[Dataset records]
————————

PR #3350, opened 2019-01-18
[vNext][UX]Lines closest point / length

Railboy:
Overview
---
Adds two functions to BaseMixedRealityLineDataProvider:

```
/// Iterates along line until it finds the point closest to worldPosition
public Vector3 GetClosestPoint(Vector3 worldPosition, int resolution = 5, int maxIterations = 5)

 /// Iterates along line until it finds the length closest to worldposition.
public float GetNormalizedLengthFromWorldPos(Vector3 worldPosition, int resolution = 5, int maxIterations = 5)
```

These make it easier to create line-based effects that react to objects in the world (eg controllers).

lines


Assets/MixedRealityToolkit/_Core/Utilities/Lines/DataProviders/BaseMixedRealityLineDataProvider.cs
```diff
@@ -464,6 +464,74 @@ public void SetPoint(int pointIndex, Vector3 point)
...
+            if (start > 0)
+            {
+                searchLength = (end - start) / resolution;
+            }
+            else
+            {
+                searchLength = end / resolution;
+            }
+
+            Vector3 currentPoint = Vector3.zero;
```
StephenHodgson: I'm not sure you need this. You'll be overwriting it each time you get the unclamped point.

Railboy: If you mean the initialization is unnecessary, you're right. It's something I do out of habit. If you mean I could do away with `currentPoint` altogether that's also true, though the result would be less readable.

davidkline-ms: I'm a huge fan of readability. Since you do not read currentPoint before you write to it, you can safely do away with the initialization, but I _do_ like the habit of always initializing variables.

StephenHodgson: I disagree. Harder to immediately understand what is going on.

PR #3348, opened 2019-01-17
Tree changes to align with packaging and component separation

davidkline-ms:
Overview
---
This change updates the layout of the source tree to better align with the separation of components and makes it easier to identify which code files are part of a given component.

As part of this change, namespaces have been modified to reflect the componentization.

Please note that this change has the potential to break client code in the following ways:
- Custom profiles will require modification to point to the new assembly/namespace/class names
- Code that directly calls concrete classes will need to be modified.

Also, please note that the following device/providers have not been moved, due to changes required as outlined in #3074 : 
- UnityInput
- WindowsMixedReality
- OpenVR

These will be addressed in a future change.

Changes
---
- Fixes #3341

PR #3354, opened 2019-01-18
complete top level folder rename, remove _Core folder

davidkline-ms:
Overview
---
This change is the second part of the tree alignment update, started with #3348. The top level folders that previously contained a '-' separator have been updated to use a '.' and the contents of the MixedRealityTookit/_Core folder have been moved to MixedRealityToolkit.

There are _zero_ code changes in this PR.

————————

_Work request_.
Copy the data above in full, exactly as it reads.

_Exercise result_.
PR #3350, opened 2019-01-18
[vNext][UX]Lines closest point / length

Railboy:
Overview
---
Adds two functions to BaseMixedRealityLineDataProvider:

```
/// Iterates along line until it finds the point closest to worldPosition
public Vector3 GetClosestPoint(Vector3 worldPosition, int resolution = 5, int maxIterations = 5)

 /// Iterates along line until it finds the length closest to worldposition.
public float GetNormalizedLengthFromWorldPos(Vector3 worldPosition, int resolution = 5, int maxIterations = 5)
```

These make it easier to create line-based effects that react to objects in the world (eg controllers).

lines


Assets/MixedRealityToolkit/_Core/Utilities/Lines/DataProviders/BaseMixedRealityLineDataProvider.cs
```diff
@@ -464,6 +464,74 @@ public void SetPoint(int pointIndex, Vector3 point)
...
+            if (start > 0)
+            {
+                searchLength = (end - start) / resolution;
+            }
+            else
+            {
+                searchLength = end / resolution;
+            }
+
+            Vector3 currentPoint = Vector3.zero;
```
StephenHodgson: I'm not sure you need this. You'll be overwriting it each time you get the unclamped point.

Railboy: If you mean the initialization is unnecessary, you're right. It's something I do out of habit. If you mean I could do away with `currentPoint` altogether that's also true, though the result would be less readable.

davidkline-ms: I'm a huge fan of readability. Since you do not read currentPoint before you write to it, you can safely do away with the initialization, but I _do_ like the habit of always initializing variables.

StephenHodgson: I disagree. Harder to immediately understand what is going on.

PR #3348, opened 2019-01-17
Tree changes to align with packaging and component separation

davidkline-ms:
Overview
---
This change updates the layout of the source tree to better align with the separation of components and makes it easier to identify which code files are part of a given component.

As part of this change, namespaces have been modified to reflect the componentization.

Please note that this change has the potential to break client code in the following ways:
- Custom profiles will require modification to point to the new assembly/namespace/class names
- Code that directly calls concrete classes will need to be modified.

Also, please note that the following device/providers have not been moved, due to changes required as outlined in #3074 : 
- UnityInput
- WindowsMixedReality
- OpenVR

These will be addressed in a future change.

Changes
---
- Fixes #3341

PR #3354, opened 2019-01-18
complete top level folder rename, remove _Core folder

davidkline-ms:
Overview
---
This change is the second part of the tree alignment update, started with #3348. The top level folders that previously contained a '-' separator have been updated to use a '.' and the contents of the MixedRealityTookit/_Core folder have been moved to MixedRealityToolkit.

There are _zero_ code changes in this PR.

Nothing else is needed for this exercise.